After the mid-19th century, the forging technology got in contact with an energy source of a hitherto unknown dimension. After the encounter, the forging industry was no longer dependent on the river locations. It developed powerful steam hammers and air hammers after that.

The late 19th and the early 20th century smiths incorporated hammers driven by transmission shafts. With the help of such hammers, they produced an assortment of forged parts mainly for the railway, car, and agricultural industry.

The Development of Forging in 20th Century

The second half of the 20th century saw improved productivity due to the growth of solid-state electrical induction heaters. The induction heating technique empowered greater throughput and enhanced dimensional control of the forged components.

The industrial revolution and the World War II also had a great impact on the forging industry and its techniques. It paved way for enhanced forging press equipment, forging processes, and forging machine.

Ironically, the war scene was of great assistance to the forging industry. It was in great demand to produce weapons.

Modern Forging Process

modern forging

Modern forging process is operated by computer-controlled hydraulic and air hammers, and is classified in open die forging and closed die forging methods. The most advanced production equipments promote to a successful progress in the forged products.

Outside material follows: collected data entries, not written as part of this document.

Issue #2452, opened 2020-02-04
Iteration over values of time series with flux


sgerhardt1:
It would be very helpful for outlier detection to iterate over all values of a time series with access to previous values. So that you can do something like this:

`for(i=0; i<values.size; i++) {
    if (i > 1 && value[i-2] > value[i-1]*10 && abs(value[i]-value[i-2]) < 5) {
        listOfOutliers.add(value[i-1]);
    } 
}`

There should be an element like a for-loop that you can use to iterate over values.

nathanielc:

In modern forging industry, most of the components are produced in steel forging due to its high strength and good performance. Currently, a variety of steel forgings are manufactured in closed die forging method for use in the aerospace, automotive, mining, agriculture, and energy industries.

Today, forging has become one of the most widely used production techniques that contributing to the development of the mankind! Of course future forging process will keep updated and be more efficient. We believe in further, forging will be the leading production method for all metal alloys in a more cost effective way.